And eez-vee-nee-tye is wrong, it should be pronounced just "-tee" at the end, not "-tye" at all. Not "тье"!

----------


## Grogs

> *И*звините. – Excuse Me  *Ee*z-vee-nee-tye
> 			
> 		  Извин*и*те 
> and not "Eez-vee-nee-_tye_", but "eez-vee-nee-tee".

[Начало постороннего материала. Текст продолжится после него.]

PR #135, opened 2020-03-10
Gather stats from Strongswan VPN server

TuxPowered42:


igcollect/strongswan.py
```diff
@@ -0,0 +1,57 @@
...
+    # ---- >8 ----
+
+    # Let's say that the line containing word 'remote' and IP address of the client
+    # identifies a single client.
+    line_re = re.compile(r'^\s+remote .* @')
+
+
+    for line in check_output(['/usr/sbin/swanctl', '--list-sas']).splitlines():
+        if line_re.match(line.decode()):
+            clients += 1
```
lamaral: I think you can replace this for loop with a `line_re.finditer()`, if you add `re.MULTILINE` to the compile arguments.

igcollect/strongswan.py
```diff
@@ -0,0 +1,57 @@
...
+    #     local  0.0.0.0/0 ::/0
+    #     remote XXX.XXX.XXX.XXX/32 XXX:XXX:XXX::XXX/128
+    # ---- >8 ----
+
+    # Let's say that the line containing word 'remote' and IP address of the client
+    # identifies a single client.
+    line_re = re.compile(r'^\s+remote .* @')
+
+
+    for line in check_output(['/usr/sbin/swanctl', '--list-sas']).splitlines():
```
TheFRedFox: I would suggest to write it as that:
``` python
output = check_output(...).decode()
lines = output.splitlines()
clients = sum(1 for l in lines if line_re.match(l))
```

igcollect/strongswan.py
```diff
@@ -0,0 +1,57 @@
...
+    #     installed 3354s ago, rekeying in 53s, expires in 606s
+    #     in  42424242 (-|0x000675ec), 9577036 bytes, 63405 packets,     2s ago
+    #     out 42424242 (-|0x000675ec), 20466058 bytes, 68523 packets,     2s ago
+    #     local  0.0.0.0/0 ::/0
+    #     remote XXX.XXX.XXX.XXX/32 XXX:XXX:XXX::XXX/128
+    # ---- >8 ----
+
+    # Let's say that the line containing word 'remote' and IP address of the client
+    # identifies a single client.
+    line_re = re.compile(r'^\s+remote .* @')
```
TheFRedFox: I do it correctly, that you just want to match the 4th line, right? Not the 12th line.

igcollect/strongswan.py
```diff
@@ -0,0 +1,57 @@
...
+
+
+def count_connected_clients():
+    clients = 0
+    
+    # Single connected users looks like this:
+
+    # ---- 8< ----
+    # vpn_by_id_group_xyz: #974, ESTABLISHED, IKEv2, 4242424242424242_i 4242424242424242_r*
+    #   local  'XXXXXX.innogames.de' @ XXX.XXX.XXX.XXX[4500]
```
TheFRedFox: Maybe rather go for `'XXXXX.example.com'` for the example?

igcollect/strongswan.py
```diff
@@ -0,0 +1,57 @@
+#!/usr/bin/env python
+"""igcollect - Strongswan stats
+
+Copyright (c) 2020 InnoGames GmbH
+"""
+
+from argparse import ArgumentParser
+from subprocess import check_output
+from time import time
```
TheFRedFox: You are shadowing the module `time` with that import. For me it is fine, but in the future one needs to think about it.

igcollect/strongswan.py
```diff
@@ -0,0 +1,57 @@
...
+def parse_args():
+    parser = ArgumentParser()
+    parser.add_argument('--prefix', default='strongswan')
+    return parser.parse_args()
+
+
+def main():
+    args = parse_args()
+    template = args.prefix + '.{} {} ' + str(int(time()))
+    print(template.format('clients', count_connected_clients()))
```
TheFRedFox: If `clients` is fixed, we could also already put it in the template.

Woellchen:
@TuxPowered42 any progress?

igcollect/strongswan.py
TuxPowered42: Fixed.

igcollect/strongswan.py
TuxPowered42: I expect more stats to be added in future.

igcollect/strongswan.py
TuxPowered42: Fixed.

igcollect/strongswan.py
TuxPowered42: Line 12 has no `@` sign in it, which is matched by this regexp.

igcollect/strongswan.py
TuxPowered42: I rewrote it the way @TheFRedFox suggested, sorry.

igcollect/strongswan.py
TuxPowered42: As discussed on Slack, I consider shadowing good for this simple script.

PR #136, opened 2020-04-22
Fix logvalues with empty TZ environment

Felixoid:
`utcnow` returns the wrong values for some reason. From the documentation https://docs.python.org/3/library/datetime.html#datetime.datetime.utcnow :

```
This is like now(), but returns the current UTC date and time, as a naive datetime object. An aware current UTC datetime can be obtained by calling datetime.now(timezone.utc). See also now().
```

### DIFF
--- a/igcollect/logfile_values.py
+++ b/igcollect/logfile_values.py
@@ -23,7 +23,7 @@ import time
 import os
 import gzip
 import logging
-from datetime import datetime, timezone
+import datetime
 
 from os.path import exists
 from argparse import ArgumentParser, ArgumentTypeError
@@ -50,7 +50,8 @@ class Metric:
         self.period = period
         self.values = []  # Container for metric values
         self.last_value = 0
-        self.now = int(datetime.now(timezone.utc).timestamp())
+        self.now = int(datetime.datetime.now(datetime.timezone.utc)
+                       .timestamp())
 
     def get_timeshift(self):
         if self.period:
@@ -258,7 +259,7 @@ def convert_to_timestamp(time_str, time_format):
         if time_format.endswith('z') and time_str[-3] == ':':
             time_str = ''.join(time_str.rsplit(':', 1))
 
-        dt = datetime.strptime(time_str, time_format).utctimetuple()
+        dt = datetime.datetime.strptime(time_str, time_format).utctimetuple()
         timestamp = time.mktime(dt)
     except ValueError:
         timestamp = int(time_str)
--- a/igcollect/logfile_values.py
+++ b/igcollect/logfile_values.py
@@ -23,7 +23,7 @@ import time
 import os
 import gzip
 import logging
-import datetime
+from datetime import datetime, timezone
 
 from os.path import exists
 from argparse import ArgumentParser, ArgumentTypeError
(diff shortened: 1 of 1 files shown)


igcollect/logfile_values.py
```diff
@@ -50,7 +50,7 @@ def __init__(self, arg):
         self.period = period
         self.values = []  # Container for metric values
         self.last_value = 0
-        self.now = int(datetime.datetime.utcnow().timestamp())
+        self.now = int(datetime.now(timezone.utc).timestamp())
```
TheFRedFox, line 53: Is the specification for utc necessary anyway? Shouldn't `timestamp` already give you the "utc" timestamp? Different timezones doesn't change the timestamp, no?

igcollect/logfile_values.py
```diff
@@ -23,7 +23,7 @@
 import os
 import gzip
 import logging
-import datetime
+from datetime import datetime, timezone
```
TheFRedFox, line 26: Arguable, as you like that shadow the `datetime` root module. With the `datetime` import.

igcollect/logfile_values.py
Felixoid: I'm not sure, just following the documentation and trying to leave the desired behavior. Unfortunately, right now it's just broken =\

Felixoid: `flake8 igcollect/logfile_values.py` keeps silence

TheFRedFox: Not sure what `flake8` has to do with that. Made a quick test:
```
>>> print(int(datetime.datetime.now(datetime.timezone.utc).timestamp()))
1587572110
>>> print(int(datetime.datetime.now().timestamp()))
1587572111
```
It's the same. `utcnow` is different though, that's correct. So the fix is correct, but `datetime.timezone.utc` is not necessary as parameter.

igcollect/logfile_values.py
TheFRedFox: `Line too long` I would not accept as reason. Stating, that we will not likely add anything else and the script no disadvantage about shadowing it, might be one.
Making just aware of it as it might be dangerous and can be still ok to do.

igcollect/logfile_values.py
```diff
@@ -50,7 +50,8 @@ def __init__(self, arg):
         self.period = period
         self.values = []  # Container for metric values
         self.last_value = 0
-        self.now = int(datetime.datetime.utcnow().timestamp())
+        self.now = int(datetime.datetime.now(datetime.timezone.utc)
+                       .timestamp())
```
TheFRedFox, line 54:
```suggestion
        self.now = int(datetime.datetime.now().timestamp())
```
Should be the same.

TheFRedFox:
Just mentioned the redundant `datetime.timezone.utc`. No rejection though.

igcollect/logfile_values.py
Felixoid: I partially agree, but that's the statement of the utcnow() documentation

```
An aware current UTC datetime can be obtained by calling datetime.now(timezone.utc)
```

And as I like to simplify everything, I just don't like kidding with time =)

PR #137, opened 2020-04-23
Another place with time w/o aware about TZ

Felixoid:
`utctimetuple` is another `don't use it` place https://docs.python.org/3/library/datetime.html#datetime.datetime.utctimetuple

Follows #136

### DIFF
--- a/igcollect/logfile_values.py
+++ b/igcollect/logfile_values.py
@@ -161,7 +161,11 @@ def parse_args():
     parser.add_argument('--columns-num', default='0', type=int)
     parser.add_argument('--metric', type=Metric, nargs='+')
     parser.add_argument('--time-column', default='0', type=int)
-    parser.add_argument('--time-format', default='%Y-%m-%dT%H:%M:%S%z')
+    parser.add_argument(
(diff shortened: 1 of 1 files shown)


igcollect/logfile_values.py
```diff
@@ -259,7 +259,7 @@ def convert_to_timestamp(time_str, time_format):
         if time_format.endswith('z') and time_str[-3] == ':':
             time_str = ''.join(time_str.rsplit(':', 1))
 
-        dt = datetime.datetime.strptime(time_str, time_format).utctimetuple()
+        dt = datetime.datetime.strptime(time_str, time_format).timetuple()
```
TheFRedFox, line 262: I tested around a bit. And I still see problems with `timetuple` if the timezone is not specified, which could happen if `time_format` does not end with `z`.
We need to raise the question, what should happen if `strptime` does not return a datetime with a timezone.
Furthermore, I also see less problems with just using the `timestamp` method of the `datetime` object.
A solution could be to check if the datetime has a timezone, if not, we set the timezone explicitly to `utc` and then just using the `timestamp` method of the datetime object.

PR #140, opened 2020-05-07
Set R6515 to the same total cpu perf as M640

raimund-s:
Set AMD's 7502P 32 cores to be equivalent to the 40 cores of a dual socket Xeon 6148 system.


TheFRedFox:
Don't forget the Copyright for 2020.

raimund-s:
> Don't forget the Copyright for 2020.

year updated

PR #145, opened 2020-07-30
Gather stats from /proc/pressure

meikomeik:
Gather stats from /proc/pressure/*

https://www.kernel.org/doc/html/latest/accounting/psi.html

### DIFF
--- a/igcollect/linux_pressure.py
+++ b/igcollect/linux_pressure.py
@@ -1,0 +1,69 @@
+#!/usr/bin/env python3
+"""igcollect - PSI - Pressure Stall Information
+
+Copyright (c) 2020 InnoGames GmbH
+"""
+
+import os
+import time
+
+from argparse import ArgumentParser
+
+
+def parse_args():
+    parser = ArgumentParser(prog='linux_pressure.py')
+    parser.add_argument('--prefix', default='pressure')
+    return parser.parse_args()
+
+
+def main():
+    if not os.path.isdir('/proc/pressure'):
+        return
+
+    args = parse_args()
+    for pressure in get_pressure_stats():
+        print('{}.{}'.format(args.prefix, pressure))
+
+
+def parse_split_file(filename):
+    """Utility to read and parse a space delimited file"""
+    with open(filename, 'r') as fd:
+        return [line.split() for line in fd]
+
+
+def get_pressure_stats():
+    """/proc/pressure/{cpu,memory,io} aggregates the pressure information for
+    each of the resource: cpu, memory, and io.
+
+    The format for CPU is as such:
+        some avg10=0.00 avg60=0.00 avg300=0.00 total=0
+    and for memory and IO:
+        some avg10=0.00 avg60=0.00 avg300=0.00 total=0
+        full avg10=0.00 avg60=0.00 avg300=0.00 total=0
+
+    The "some" line indicates the share of time in which at least some tasks
+    are stalled on a given resource.
+
+    The "full" line indicates the share of time in which all non-idle tasks are
+    stalled on a given resource simultaneously. In this state actual CPU cycles
+    are going to waste, and a workload that spends extended time in this state
+    is considered to be thrashing. This has severe impact on performance, and
+    it’s useful to distinguish this situation from a state where some tasks are
+    stalled but the CPU is still doing productive work.
+    As such, time spent in this subset of the stall state is tracked separately
+    and exported in the “full” averages.
+    """
+    now = int(time.time())
+    output = []
+    for key in ['cpu', 'io', 'memory']:
+        lines = parse_split_file('/proc/pressure/{}'.format(key))
+        for line in lines:
+            for element in line[1:]:
+                name, value = element.split('=', 1)
+                output.append('{}.{}.{} {} {}'.format(
+                    key, line[0], name, value, now))
+    return output
+
+
+if __name__ == '__main__':
+    main()


igcollect/linux_pressure.py
```diff
@@ -0,0 +1,46 @@
...
+    if os.path.isdir('/proc/pressure'):
+        args = parse_args()
+        for pressure in get_pressure_stats():
+            print('{}.{}'.format(args.prefix, pressure))
+
+
+def parse_split_file(filename):
+    """Utility to read and parse a space delimited file"""
+    with open(filename, 'r') as fd:
+        return [line.strip().split(' ') for line in fd]
```
TheFRedFox, line 29: How long can that file be? If too long, you might want to consider returning a generator instead of a list by replacing the brackets to braces:
```suggestion
        return (line.strip().split(' ') for line in fd)
```

TheFRedFox, line 29: The default of `split()` is already splitting on all whitespaces. Your `split(' ')` instead would just split on one single whitespace. So `'f  f'` would become `['f', '', 'f']`. By using the default `split()` you also don't need the `strip` beforehand. So you could change it to:
```suggestion
        return [line.split() for line in fd]
```

igcollect/linux_pressure.py
```diff
@@ -0,0 +1,46 @@
...
+    parser = ArgumentParser(prog='linux_pressure.py')
+    parser.add_argument('--prefix', default='pressure')
+    return parser.parse_args()
+
+
+def main():
+    if os.path.isdir('/proc/pressure'):
+        args = parse_args()
+        for pressure in get_pressure_stats():
+            print('{}.{}'.format(args.prefix, pressure))
```
TheFRedFox, line 23: Don't be afraid of early returns:

```suggestion
    if not os.path.isdir('/proc/pressure'):
        return
    
    args = parse_args()
    for pressure in get_pressure_stats():
        print('{}.{}'.format(args.prefix, pressure))
```

igcollect/linux_pressure.py
```diff
@@ -0,0 +1,46 @@
...
+
+
+def parse_split_file(filename):
+    """Utility to read and parse a space delimited file"""
+    with open(filename, 'r') as fd:
+        return [line.strip().split(' ') for line in fd]
+
+
+def get_pressure_stats():
```
TheFRedFox, line 32: Give the reviewer a comment about how that file or the lines looks like, so the reviewer is actually able to review the parsing process.

igcollect/linux_pressure.py
meikomeik: Size in bytes:
> 56 /proc/pressure/cpu
> 110 /proc/pressure/io
> 110 /proc/pressure/memory
> 276 total

I consider this rather short.

meikomeik: Yes, you are right. Thank you, I used your shorter version now (and tested it. works!)

igcollect/linux_pressure.py
meikomeik: Your not nested version is nicer! I agree. I adopted that code

igcollect/linux_pressure.py
meikomeik: I left a rather lengthy comment (stolen from the documentation) on what /proc/pressure/* is and how the data format looks like.

igcollect/linux_pressure.py
meikomeik: I tried your suggestion:
> ` return (line.split() for line in fd)`
and it breaks on:
>    File "linux_pressure.py", line 29, in <genexpr>
>     return (line.split() for line in fd)
> ValueError: I/O operation on closed file

will keep the code inside square brakets

TheFRedFox: Yeah, 276 bytes is not interesting at all. You can ignore that then. It's more interesting if it's about hundreds of MB, then to not overload the memory with it.
The error makes sense, the file descriptor `fd` is in the generator, if we would need the generator, then we would need to change the process there.
But like I said, 276 bytes are totally ignorable.

igcollect/linux_pressure.py
TheFRedFox: General idea is: Indent the exceptional/not interesting/not important code, and leave the normal/interesting/important code as near to the root indention as possible.

igcollect/linux_pressure.py
```diff
@@ -0,0 +1,69 @@
...
+    """/proc/pressure/{cpu,memory,io} aggregates the pressure information for
+    each of the resource: cpu, memory, and io.
+
+    The format for CPU is as such:
+        some avg10=0.00 avg60=0.00 avg300=0.00 total=0
+    and for memory and IO:
+        some avg10=0.00 avg60=0.00 avg300=0.00 total=0
+        full avg10=0.00 avg60=0.00 avg300=0.00 total=0
+
+    The “some” line indicates the share of time in which at least some tasks
```
TheFRedFox, line 44:
```suggestion
    The "some" line indicates the share of time in which at least some tasks
```

igcollect/linux_pressure.py
```diff
@@ -0,0 +1,69 @@
...
+    are stalled on a given resource.
+
+    The “full” line indicates the share of time in which all non-idle tasks are
```
TheFRedFox, line 47:
```suggestion
    The "full" line indicates the share of time in which all non-idle tasks are
```

igcollect/linux_pressure.py
```diff
@@ -0,0 +1,69 @@
...
+    stalled on a given resource simultaneously. In this state actual CPU cycles
+    are going to waste, and a workload that spends extended time in this state
+    is considered to be thrashing. This has severe impact on performance, and
+    it’s useful to distinguish this situation from a state where some tasks are
+    stalled but the CPU is still doing productive work.
+    As such, time spent in this subset of the stall state is tracked separately
+    and exported in the “full” averages.
```
TheFRedFox, line 54:
```suggestion
    and exported in the "full" averages.
```

igcollect/linux_pressure.py
TheFRedFox: Thx for the descriptive comment. The first part about the format is the most interesting for the reviewer. The second part looks more interesting for the whole script itself, for the single function a short description of how the data will be returned would be more interesting. JFTK.

I leave it resolved, not important for change.

igcollect/linux_pressure.py
meikomeik: copy&paste fail. fixed it

igcollect/linux_pressure.py
meikomeik: copy&paste fail. fixed it

igcollect/linux_pressure.py
meikomeik: copy&paste fail. fixed it

igcollect/linux_pressure.py
Felixoid: Sorry, here it's still back/forth double quotes

PR #148, opened 2020-10-13
Fix py3 compatibility for zookeeper script

Felixoid:


igcollect/zookeeper.py
```diff
@@ -39,19 +39,19 @@ def main():
...
     conn = socket(AF_INET, SOCK_STREAM)
     conn.connect((hostname, port))
-    conn.sendall(content)
+    conn.sendall(content.encode())
     conn.shutdown(SHUT_WR)
     while True:
-        data = conn.recv(1024)
-        if data == '':
+        answer = conn.recv(1024)
+        if answer == b'':
```
TheFRedFox, line 50: Do we need the explicit comparison or could we also go with:
```suggestion
        if not answer:
```
?

TheFRedFox (approved):
For string/byte compatibility this looks good.

kofrezo (approved):

PR #150, opened 2020-12-16
Extend regex for nvme disks

konstantinbest:
Our current regex is not matching with the disk names in AWS (nvme) and therefore
we don't have any disk metrics in graphite. This change will fix this issue.

### DIFF
--- a/igcollect/linux_disk.py
+++ b/igcollect/linux_disk.py
@@ -103,7 +103,7 @@ def get_diskstats_dict():
             x = line.strip().split()
             disk_name = x[2]
             # Filter for only normal disks
-            if not match('^(xv|[shv])d[a-z]?$', disk_name):
+            if not match('^(xv|[shv]|nv)(d[a-z]|me[0-9]n[1-9])$', disk_name):
                 continue
             ret[disk_name] = {'type': disk_type}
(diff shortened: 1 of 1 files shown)


igcollect/linux_disk.py
```diff
@@ -103,7 +103,7 @@ def get_diskstats_dict():
             x = line.strip().split()
             disk_name = x[2]
             # Filter for only normal disks
-            if not match('^(xv|[shv])d[a-z]?$', disk_name):
+            if not match('^(xv|[shv]|nv)[dm][a-z]?[0-9]?n?[1-9]?$', disk_name):
```
Felixoid, line 106: Looks fine. Just an example of matching strings as a comment above would be nice

Felixoid (approved):

lacunoc (approved):

igcollect/linux_disk.py
konstantinbest: I had to change it again. It was also matching on xvda1 for example which we don't want.
The new regex `(xv|[shv]|nv)(d[a-z]|me[0-9]n[1-9])$` is matching to 
`xvda nvme0n1 vda sda`

PR #152, opened 2021-04-29
Include schema name for table sizes

elmatze79:
When multiple schemas use the same table names different values are returned for one name. This fix makes them distingushable.


axxelG (approved):
lgtm

PR #153, opened 2021-07-20
Optimize query to fetch relation sizes

dreis2211:
Hi,

rather than relying on `pg_statio_user_tables` that is doing way more than needed here, we just get the user table names
from `pg_class` and get their corresponding total relation size. By that we avoid some joins on `pg_index`, aggregation and function calls that we are not interested in here anyway.

Since `pg_total_relation_size(relid)` is acquiring an access share lock on the specific relation and therefore on all user tables, the query should be as fast as possible.

Scenario with quite some toast tables (600-700)
Before
```
| Execution Time: 21.253 ms
```
After
```
| Execution Time: 6.678 ms
```

### DIFF
--- a/igcollect/postgres.py
+++ b/igcollect/postgres.py
@@ -126,7 +126,7 @@ def main():
 
         # table size
         for line in execute(conn, ('''
-                SELECT relname, pg_total_relation_size(c.oid)
+                SELECT c.relname, pg_total_relation_size(c.oid)
                 FROM pg_class c
                 LEFT JOIN pg_namespace n ON n.oid = c.relnamespace
                 WHERE c.relkind IN ('r', 'm') AND n.nspname NOT IN ('pg_catalog', 'information_schema')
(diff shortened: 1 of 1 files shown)


igcollect/postgres.py
```diff
@@ -125,12 +125,13 @@ def main():
...
 
         # table size
-        for line in execute(conn, (
-                'SELECT relname,'
-                '    pg_total_relation_size(relid)'
-                "FROM pg_catalog.pg_statio_user_tables ORDER BY pg_total_relation_size(relid)"
-                "DESC;"
-        )):
+        for line in execute(conn, ('''
+                SELECT relname, pg_total_relation_size(relid)
```
kofrezo: This query does not work for me. There is no such column `relid` in `pg_class` table nor in `pg_namespace` table - am I holding it wrong ?

kofrezo (changes requested):

igcollect/postgres.py
dreis2211: Already fixed...Refresh

kofrezo (approved):

PR #154, opened 2021-07-29
Add support for more switch types

TuxPowered42:


igcollect/switch.py
```diff
@@ -223,6 +223,8 @@ def get_switch_model(snmp):
         return 'powerconnect'
     elif 'ProCurve' in model:
         return 'procurve'
+    elif 'Aruba' in model:
+        return 'procurve'
```
dreis2211, line 227: Might be a stupid question, but should that really return `procurve` in case of `Aruba`?

TuxPowered42: Nah, they are basically identical switches.

lamaral (approved):

PR #157, opened 2021-09-07
Standarize port name handling between igcollect and igmonplugins

TuxPowered42:


igcollect/switch.py
```diff
@@ -281,42 +292,15 @@ def get_laggs(snmp, model):
...
-    )
-    if g:
-        # Force 10 MXL port
-        return g.group(2).replace('/', '_')
-    if re.match('\Aethernet[0-9]+/[0-9]+\Z', port_name):
-        # Netiron ports
-        return port_name.replace('/', '_')
+    r = PORT_REGEXP[model].match(port_name)
+    if r:
+        g =  r.groupdict()['port']
```
lamaral, line 301: You can simplify this with `r.group('port')`

igcollect/switch.py
```diff
@@ -281,42 +292,15 @@ def get_laggs(snmp, model):
...
+        if g:
```
lamaral, line 302: This if doesn't make sense. 
If the group is not matched and you try to fetch it, you get an IndexError exception.

igcollect/switch.py
```diff
@@ -261,7 +272,7 @@ def get_monitored_ports(snmp, model):
     }
     for port_idx, port_state in port_states.items():
         if not laggs or port_idx not in laggs.keys():
-            port_name = standarize_portname(port_names[port_idx])
+            port_name = standarize_portname(port_names[port_idx], model)
```
lamaral, line 275: Typo: standardize

lamaral (changes requested):

igcollect/switch.py
```diff
@@ -75,6 +75,15 @@
     },
 }
 
+PORT_REGEXP = {
+    'cisco_ios': re.compile('^(?P<port>(Fa|Gi|Tu)[0-9/]+)$'),
+    'cumulus': re.compile('^(?P<port>swp[0-9]+)$'),
+    'extreme': re.compile('(?P<port>^[0-9]:[0-9]+)$'),
```
TheFRedFox, line 81:
```suggestion
    'extreme': re.compile('^(?P<port>[0-9]:[0-9]+)$'),
```

igcollect/switch.py
```diff
@@ -281,42 +292,15 @@ def get_laggs(snmp, model):
...
-        '\A(TenGigabitEthernet|fortyGigE) ([0-9]+/[0-9]+)\Z',
-        port_name
-    )
-    if g:
-        # Force 10 MXL port
-        return g.group(2).replace('/', '_')
-    if re.match('\Aethernet[0-9]+/[0-9]+\Z', port_name):
-        # Netiron ports
-        return port_name.replace('/', '_')
+    r = PORT_REGEXP[model].match(port_name)
```
TheFRedFox, line 299: What about a key that doesn't exist? KeyError being thrown is ok?

igcollect/switch.py
TheFRedFox: It's not just simplifying. It also makes the call None-safe. No KeyError will be raised for non existing keys.

igcollect/switch.py
TheFRedFox: It does again after changing `r.groupdict()['port']` to `r.group('port')`

TheFRedFox (approved):
Rather just trivial stuff. So, early approve.

igcollect/switch.py
lamaral: Right, I misunderstood the docs. After changing this to r.group(), it returns None instead of the Exception.

TuxPowered42: Fixed.

igcollect/switch.py
TuxPowered42: Fixed.

igcollect/switch.py
TuxPowered42: Fixed.

igcollect/switch.py
TuxPowered42: Fixed.

igcollect/switch.py
TuxPowered42: It's fine. We only support particular types of switches and the script crashing for any new switch is an indicator for us that SNMP OIDs for the new type must be researched and added.

igcollect/switch.py
```diff
@@ -281,44 +292,17 @@ def get_laggs(snmp, model):
...
-        return g.group(2).replace('/', '_')
-    if re.match('\Aethernet[0-9]+/[0-9]+\Z', port_name):
-        # Netiron ports
-        return port_name.replace('/', '_')
-
-    return None
+    r = PORT_REGEXP[model].match(port_name)
+    if not r:
+        return None
+    g =  r.group('port')
```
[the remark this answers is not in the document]
TuxPowered42: Fixed.

igcollect/switch.py
```diff
@@ -354,6 +338,11 @@ def cpu_stats(prefix, snmp, model):
         #     5 Secs ( 18.74%)    60 Secs ( 17.84%)   300 Secs ( 18.12%)
         m = re.search('60 Secs \( *([0-9]+)[0-9\.]*%\)', cpu_usage)
         cpu_usage = int(m.group(1))
+    elif model == 'cumulus':
+        # The value is percent idle
+        cpu_usage = 100 - cpu_usage
```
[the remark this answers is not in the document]
TuxPowered42: No, it depends on switch type.

lamaral (approved):

PR #160, opened 2022-02-02
Add sentry stats collector script

konstantinbest:
This script allows us to collect internal metrics (e.g. event processing queue length) from sentry and send them to graphite.

### DIFF
--- a/igcollect/sentry.py
+++ b/igcollect/sentry.py
@@ -1,0 +1,40 @@
+#!/usr/bin/env python3
+"""Sentry stat collector
+
+Copyright (c) 2022 InnoGames GmbH
+"""
+from argparse import ArgumentParser
+from subprocess import run, PIPE, CalledProcessError
+from time import time
+
+
+def parse_args():
+    parser = ArgumentParser()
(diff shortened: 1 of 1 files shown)


igcollect/sentry.py
```diff
@@ -0,0 +1,35 @@
...
+def parse_args():
+    parser = ArgumentParser()
+    parser.add_argument('--prefix', default='sentry.')
+    parser.add_argument('--config_path', default='/etc/sentry/sentry.conf.py')
+    return parser.parse_args()
+
+
+def main():
+    args = parse_args()
+    proc = run(
```
seqizz, line 20: A small check if the run succeeded would be nice. In case the config is broken etc. At least to make script exit with a warning instead of crash.

igcollect/sentry.py
```diff
@@ -0,0 +1,35 @@
...
+        ["sentry", "--config", f"{args.config_path}", "queues", "list"],
```
kofrezo, line 21: Just a style issue: You can use single apostroh here too to be consistent with single apostroh with in the script.

seqizz (approved):

PR #947, opened 2023-11-25
fix: Typo in the Open Orca chat format #874

gardner:
The string assignment for `system_message` was broken into two parts without proper concatenation. 

This change concatenates these two string parts properly.


abetlen:
Thank you!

 Как интересно!  I went back and listened to the CD and the man definitely seems to put a 'tye' ending on it while the woman actually puts a 'tse' ending.  Do you actually pronounce it like 'и' or is it a little bit shorter (like ы perhaps?)   
EDIT: Ничего.  That last post cleared it up.  спасибо. 
Thanks for the corrections. 
Grogs

----------


## Оля

> went back and listened to the CD and the man definitely seems to put a 'tye' ending

 Возможно, это произносит не русский?

----------


## Оля

Do you really hear "tye" in this word?

----------


## Оля

> EDIT: Ничего.  That last post cleared it up.  спасибо. 
> Thanks for the corrections. 
> Grogs

 You know, actually all verbal forms of present and imperative 2nd person plural have such ending  :: 
Including:
pu-nee-ma-ye-tye (tee)
zdrast-vooy-tye (tee) 
and so on  ::

----------


## Grogs

> Возможно, это произносит не русский?

 You're asking 'Is it possible it mispronounces the Russian here?'  I've been studying Russian for a grand total of 3 weeks now, so I had to pull out the dictionary on that phrase.  ::   Certainly possible, but doesn't seem to be the case here.     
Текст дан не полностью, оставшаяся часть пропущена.